If you keep the aliases, I suggest to still bless one and discourage the other, so that at least new code will grow into a consistent direction.

Agreed. And we know what the canonical names are min/max in this case.

mtsokol · 2023-08-02T19:21:53Z

Hi @rgommers,
Here I share updated table after applying review comments. For scalars I removed aliases (sized and "other") and kept only canonical names. ~~The count of removed entries from main namespace is now 197.~~

[UPDATE 31.08] The final list is present in the PRs description.

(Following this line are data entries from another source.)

Issue #2837, opened 2023-03-17
Show Interactive reports on the Workspace page


lucyb:
We've released at least one report for the [internal workspace](https://jobs.opensafely.org/datalab/opensafely-internal/opensafely-internal-interactive/) now and will be releasing and publishing more. At present, it is not possible to see those reports unless you go via the staff area or have the email with the direct link.

It should be possible for anyone with access to the project to view a list of released Interactive reports on the workspace page.

It should be possible for anyone to view a list of published Interactive reports on the workspace page.

PR #2877, opened 2023-03-24
Simplify report published status

ghickman:
As part of #2837 I wanted to denote reports as drafts and realise we're duplicating the published data across two models.  This removes the duplication and adds a property, that I will use in a subsequent PR, to help expose the data simply to a Report.


jobserver/models/reports.py
```diff
@@ -77,6 +77,12 @@ def __str__(self):
     def get_staff_url(self):
         return reverse("staff:report-detail", kwargs={"pk": self.pk})
 
+    @property
+    def is_draft(self):
```
lucyb, line 81: I appreciate this is a term we've probably used elsewhere, but would it make more sense to flip it around and have a property called `is_published` instead?

In keeping with the terminology shown on the site for outputs, we only have released and published reports. Released could be a bit confusing to users (and probably devs too), so just referring to published seems a bit nicer than introducing a third option.

PR #2880, opened 2023-03-27
Card and empty list fixes

tomodwyer:
- Create a `list_group_empty` component
- Use `list_group_empty` on the home page
- Use `list_group_empty` on the project detail page
- Move marketing website content to a partial
- Add the option for a button in the card header, and use on the event log


templates/index.html
```diff
@@ -60,17 +61,17 @@ <h3 class="text-xl font-semibold leading-6 text-slate-900">Your OpenSAFELY Dashb
     </div>
 
     <div class="grid gap-4 lg:grid-cols-2 mb-6">
-      {% if analysis_requests %}
+      {% if user.is_interactive_only or analysis_requests %}
```
ghickman, line 63: I think I'm missing a use case for this one, what does `is_interactive_only` give us that `analysis_requests` doesn't?

ghickman (approved):

templates/index.html
tomodwyer: I was trying to get the empty state to display for users who have no yet filled out a request, but could end up on the home page.

I think that's the best way of doing it...? I could be missing something easier though.

ghickman: aha, that's the state I was missing! Carry on 😁

Issue #2876, opened 2023-03-24
Change the time scale to 10 years


lucyb:
The validation rule on the timescale in the Analysis Request form should be extended to a maximum of 10 years. This will allow people to more accurately query for long term conditions before the "any time" option is implemented. It was originally restricted to five years because of fears around performance, but Louis's tests suggest there is no noticeable difference.

Issue #2868, opened 2023-03-24
Choose demographic breakdown help text


tomodwyer:
> These should only be selected if they align with your approved project purpose. Selecting more options will increase report processing time.

PR #2892, opened 2023-03-28
Various fixes for the Interactive application and report view

tomodwyer:
- Remove success page from the React app as Django handles this
- Change time frame to 10 years and fix validation, so that users are aware of the limitations without having to `blur` the field
- Hide the title on the output report, as the title is above at the top of the page
- Use heroicon for arrow on codelist link, as the unicode icon displays differently on different operating systems
- Update the generated text for creating the request
- Closes https://github.com/opensafely-core/job-server/issues/2868
- Closes https://github.com/opensafely-core/job-server/issues/2876


lucyb (approved):
:tada:

PR #2902, opened 2023-03-30
login with token

bloodearnest:
- chore: add rf_messages fixture.
- chore: add basic login token functionality to User model
- feat: add form to login with token


jobserver/urls.py
```diff
@@ -273,9 +273,8 @@
     ),
     path("jobs/<identifier>/", JobDetailRedirect.as_view(), name="job-redirect"),
     path("login/", Login.as_view(), name="login"),
-    path(
-        "login-with-token/<str:token>/", LoginWithURL.as_view(), name="login-with-url"
-    ),
+    path("login-with-url/<str:token>/", LoginWithURL.as_view(), name="login-with-url"),
```
bloodearnest, line 276: Note - I renamed this url, which means any emails generated before we deploy won't work. But they only last an hour anyway...

ghickman (approved):

jobserver/models/core.py
```diff
@@ -838,6 +839,10 @@ class User(AbstractBaseUser):
     pat_token = models.TextField(null=True, unique=True)
     pat_expires_at = models.DateTimeField(null=True)
 
+    # single use token login
+    login_token = models.TextField(null=True)
```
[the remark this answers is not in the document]
bloodearnest: So set to empty string by default?

Hmm, not sure about that. This token should either be set or not.  The pat_token above does have null=True, for comparison.

I think it's more confusing that it's an empty string than whether its None or empty string?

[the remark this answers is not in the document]
ghickman: > This token should either be set or not.

The problem is that `login_token = ""` and `login_token = None` are very similar and IME can lead to confusion if say you're always expecting a string but it's been set to None.  So I've tried to have us stick to TextFields always containing strings.

However…

> The pat_token above does have null=True

I missed that when I was searching so I think it's probably fine as is 😁

jobserver/views/users.py
```diff
@@ -156,6 +165,81 @@ def login_invalid(self):
...
+
+
+@method_decorator(login_required, name="dispatch")
+class GenerateLoginToken(View):
+    template = "generate-login-token.html"
+
+    def get(self, request):
+        return TemplateResponse(self.request, self.template)
+
+    def post(self, request):
```
ghickman, line 232: Can you add `, *args, **kwargs` to these handler invocations?  Keeps them consistent with the rest of the CBVs 🙂 (path of least surprise etc)

jobserver/views/users.py
```diff
@@ -156,6 +165,81 @@ def login_invalid(self):
...
+        if not request.user.social_auth.exists():
+            return TemplateResponse(self.request, self.template)
+
+        token = self.request.user.generate_login_token()
+        formatted = f"{token[:4]} {token[4:]}"
```
ghickman, line 237: Took me a second to realise what this is doing, it's really nice! 👍

ghickman (approved):

jobserver/models/core.py
```diff
@@ -782,6 +783,11 @@ class UserManager(BaseUserManager.from_queryset(UserQuerySet), BaseUserManager):
     pass
 
 
+def human_memorable_token(size=8):
```
madwort, line 786: tiny nit: as I understandable, it's for reading & transcribing not memorisation

```suggestion
def human_readable_token(size=8):
```

jobserver/views/users.py
```diff
@@ -81,21 +101,10 @@ def form_valid(self, form):
     def get_context_data(self, **kwargs):
         return super().get_context_data(**kwargs) | {
             "next_url": self.next_url,
+            "token_form": TokenLoginForm(),
+            "token_form_submit_url": reverse("login-with-token"),
```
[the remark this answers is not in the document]
bloodearnest: done

jobserver/views/users.py
bloodearnest: done

jobserver/models/core.py
```diff
@@ -1033,6 +1043,37 @@ def rotate_token(self):
         # return the unhashed token so it can be passed to a consuming service
         return token
 
+    class BadLoginToken(Exception):
```
lucyb, line 1046: This section reminds me of a conversation @ghickman and I were having yesterday where we were talking about how and when to refactor parts of job-server. I wonder if the "business logic" of generating and validating a login token (and arguably a PAT token) would be better off in a separate module? The User class has seen a few changes recently and is just starting to look a bit too big.

bloodearnest: If we have a convention/location of where that should go, I can move it. 

But possilby as a follow up?

jobserver/models/core.py
bloodearnest: I specifically called it memorable because the human cannot look it at the same time they are typing it, due to how the VPN works. They may write it down, but I wanted to make it clear that we want to be able for a human to potentially hold in memory whilst they switch to VPN/RDP.

jobserver/models/core.py
bloodearnest: `commands` for me clashes with django management commands, conceptually.

I've previously used a `logic` package name for this?

jobserver/models/core.py
```diff
@@ -1049,10 +1053,15 @@ class BadLoginToken(Exception):
...
 
+    def _strip_token(self, token):
+        return token.strip().replace(" ", "")
+
     def generate_login_token(self):
         """Generate, set and return single use login token and expiry"""
         token = human_memorable_token()
-        self.login_token = make_password(token, salt="login-with-token")
+        self.login_token = make_password(
+            self._strip_token(token), salt="login-with-token"
```
lucyb, line 1063: Would it be better to not provide a salt here to add more protection against rainbow table attacks? As I understand, django generates a random salt if one is not provided.

templates/settings.html
```diff
@@ -24,16 +24,52 @@ <h1 class="md:col-span-3 text-3xl break-words md:text-4xl font-bold text-slate-9
...
+                {{ token }}
+              {% /code %}
+            </div>
+          {% endif %}
+          <p>
+            You can use this to login to OpenSAFELY from within secure Level 4 environments.
+          </p>
+          <p>A Single Use Token is valid for logging in for:</p>
+          <ul>
+            <li>one login attempt, or</li>
```
lucyb, line 55: This might be a clearer way of phrasing the requirements (people can get confused with the use of logical-or)

> A Single Use Token is only valid:
> * for one login attempt
> * for one hour from the time you generate it
> * until you generate a new Single Use Token

bloodearnest: done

rgommers · 2023-08-02T19:47:50Z

A few more comments on the list below. I think if we can quickly clean up a lot of the obvious ones (stray variables, aliases, enums, etc., then the list will get a lot shorter and easier to review. Another category is the ones that should definitely stay (e.g. everything in the array API standard), as well as numpy-specific heavily used functionality without a clear replacement (e.g. vectorize, set_printoptions, ). If we could put those in a "definitely staying" list, then we get to the "these are the ones left for discussion" list that will be pretty tractable to review in detail.

`'uint16' | -- remove, sized alias

Note that these are the canonical preferred names. These are the ones we want to keep, and in addition the canonical C names. Every other alias should go. The exceptions here are the longdouble aliases (float96, float128) because those may or may not exist, and hence are better removed.

'nanmean' || --

can you undo those? I don't think this will make it into 2.0, and we are likely to keep these aliases around for a long time even if the keyword idea arrives in time.

'result_type' | -- move to np.dtypes

It would be useful to double check your list with the array API standard. Anything that's in the main namespace there , like result_type, clearly should stay.

rot90, unwrap

These are about angles, and go together with rad2deg & co. I think they don't have an obviously better place to go, and are best left alone.

rkern · 2023-08-02T19:59:08Z

rot90 isn't really about angles in the way rad2deg and unwrap are. It goes with flip, transpose, etc. Agreed it should be left alone, though.

mtsokol · 2023-08-02T20:08:28Z

@rgommers Sure, I will prepare a shorter list for further discussion.

`'uint16' | -- remove, sized alias

Note that these are the canonical preferred names. These are the ones we want to keep, and in addition the canonical C names. Every other alias should go. The exceptions here are the longdouble aliases (float96, float128) because those may or may not exist, and hence are better removed.

Sure! I will revert it. To explain, for np.uint16?? I got :Canonical name: numpy.ushort therefore I considered it an alias. I will move back names with 16, 32, etc.

'nanmean' || --

can you undo those? I don't think this will make it into 2.0, and we are likely to keep these aliases around for a long time even if the keyword idea arrives in time.

Sure!

'result_type' | -- move to np.dtypes

It would be useful to double check your list with the array API standard. Anything that's in the main namespace there , like result_type, clearly should stay.

Sure! I will check it.

rot90, unwrap

These are about angles, and go together with rad2deg & co. I think they don't have an obviously better place to go, and are best left alone.

Will move these back.

ngoldbaum · 2023-08-02T20:17:11Z

I got :Canonical name: numpy.ushort therefore I considered it an alias. I will move back names with 16, 32, etc.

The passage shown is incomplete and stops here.